Example: You score high on (let's say) the Social instinct, and currently Type at 8, but do not relate to the Social Type 8 descriptions.


----------



## Rose for a Heart (Nov 14, 2011)

I personally related really well to SO 4 description.


----------



## Manuscript (Feb 12, 2017)

I relate to the SP/SX instinctual stack in itself, but not much to the hermit-like SP Five descriptions (a bit more to the SX Five and not at all to the SO Five subtypes; I actually dislike the SO Five slightly). I don't think the descriptions are wrong, but I just haven't entered into that behavioural pattern (yet?).


----------



## Ben Vaserlan (Jan 23, 2017)

I suggest you look in Beatrice Chestnut's book: "The Complete Enneagram: 27 Pathways to .... "


----------



## Stellafera (Jan 19, 2015)

So 6 descriptions tend to harp on about "us vs them" (I'm one of the most conciliatory people I know, no way) but otherwise suit me fairly well. I actually do cleave well to stereotype in being very duty-oriented. So-dom 6 descriptions lean _hard_ to So/Sp which works in my favor. 

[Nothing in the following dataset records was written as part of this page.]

PR #966, opened 2021-08-03
Update guest_version.sh

Maunty:
Script updated in order to provide branch name along with commit id

### DIFF
--- a/gues_version.sh
+++ b/gues_version.sh
@@ -14,7 +14,36 @@
 current_date=$(date '+%Y.%m.%d.%H')
 current_hash=$(git log --pretty=format:'%h' -n 1)
 
-printf '{\n\t"version": "%s",\n\t"commit_id": "%s"\n}\n' "${current_date}" "${current_hash}" > config.json
+name_rev=$(git name-rev --name-only HEAD)
+
+# posible outputs
+## local cloned
+# feature/ADH-1376/ADH-1377 #  branches
+# tags/0.1.4 #  tags
+## jenkins cloned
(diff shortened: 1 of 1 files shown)


Maunty:
tested with https://ci.arenadata.io/job/gpdb/job/adb-6.x/23/console.

gues_version.sh
```diff
@@ -14,7 +14,36 @@
...
+  origin/pr/* )
+    # we dont build adcm pr, only branches, just in case
+    current_branch="_$(echo "$name_rev" | cut -f 2,3 -d '/' | tr '/' '-')"
+    ;;
+  *)
+    current_branch="_$name_rev"
+    ;;
+esac
+
+printf '{\n\t"version": "%s",\n\t"commit_id": "%s"\n}\n' "${current_date}" "${current_hash}${current_branch}" > config.json
```
shvepsy, line 46:
```suggestion
printf '{\n\t"version": "%s",\n\t"commit_id": "%s",\n\t"branch": "%s"\n}\n' "${current_date}" "${current_hash}" "${current_branch}" > config.json
```

shvepsy: Can drop it if config.json isn't support `branch` field

shvepsy (approved):

gues_version.sh
Maunty: I think that we need @acmnu decision how is better to do. Currently i don't know what is frontend algorithm to gather adcm version from config,  so i decided to hack commit_id value.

Overall, So 6s basically just apply the 6's standard fears of uncertainty and need for guidance to the social realm. That means themes like belonging, contributing, being a part of something, etc. Being dutiful is both a way to assert your value to society (ah, that 6-->3 connection!) and a natural result of finding security _in_ having value to society. 

I basically identify with everything here, though I'm not sure how all of it is social specific. 

---

As a So/Sp phobic 6w7, I am irritated by the apparent association of 6w7 = counterphobic = Sx-dom in many descriptions. One thing at a time!


----------



## PeaceLoveEmpathy127 (Jul 10, 2021)

o0india0o said:


> Do the instinctual variant (stand-alone) descriptions you relate to, match up with your Enneagram Type's (instinctual variant) subtype description?
> 
> I always score incredibly high (almost a tie) on both the Sexual & Self-Preservation instincts (when reading and interpreting their stand-alone descriptions), with a very low (almost completely neglected) score for the Social instinct. While it's a close call, I think I'm SX-dom (based off of all the instinctual variant information & reading material). The only SX-dom Enneagram type description I relate to, is the Type 7. Problem solved? (As in: that must be my type)
> 
> ...


I agree, I am a very 5,2 and 7ish 4 and I am sx/so because i value one on one relationships above all else, but the sx 4 descriptions are terrible. The whole more aggressive than 8, shameless rather than shameful, envious and over competitive. It is very 3 and I’m not like it at all, I’m emotionally intense but friendly and gentle on the surface and don’t want to make others suffer because I am like the descriptions say, I think it is quite ridiculous as an unhealthy person should not be sx 4 stereotype


----------



## ezekielchambers1 (Sep 4, 2021)

4w5 sx/so/sp I mean I have a bit of 8 but not much


----------



## tanstaafl28 (Sep 10, 2012)

ezekielchambers1 said:


> 4w5 sx/so/sp I mean I have a bit of 8 but not much





PeaceLoveEmpathy127 said:


> I agree, I am a very 5,2 and 7ish 4 and I am sx/so because i value one on one relationships above all else, but the sx 4 descriptions are terrible. The whole more aggressive than 8, shameless rather than shameful, envious and over competitive. It is very 3 and I’m not like it at all, I’m emotionally intense but friendly and gentle on the surface and don’t want to make others suffer because I am like the descriptions say, I think it is quite ridiculous as an unhealthy person should not be sx 4 stereotype


Oh, so maybe you're both ready for tritypes?


----------



## ezekielchambers1 (Sep 4, 2021)

tanstaafl28 said:


> Oh, so maybe you're both ready for tritypes?


I’m a 479


----------



## tanstaafl28 (Sep 10, 2012)

ezekielchambers1 said:


> I’m a 479


You might enjoy this: 









The 27 Tritype/Archetype Descriptions


378 – The Mover & Shaker Archetype The 837 is the slick, expansive, powerhouse, 'can do' person that sees the big picture but avoids feelings, seeing them as speed bumps that get in the way of manifesting and making things happen. *Most assertive tritype-378, 873, 783 378,837,738 If you are...




www.personalitycafe.com


----------



## PeaceLoveEmpathy127 (Jul 10, 2021)

tanstaafl28 said:


> Oh, so maybe you're both ready for tritypes?


I know tritypes, I'm a 458 nearly 478 but I also think the tritype descriptions are pretty bad.


----------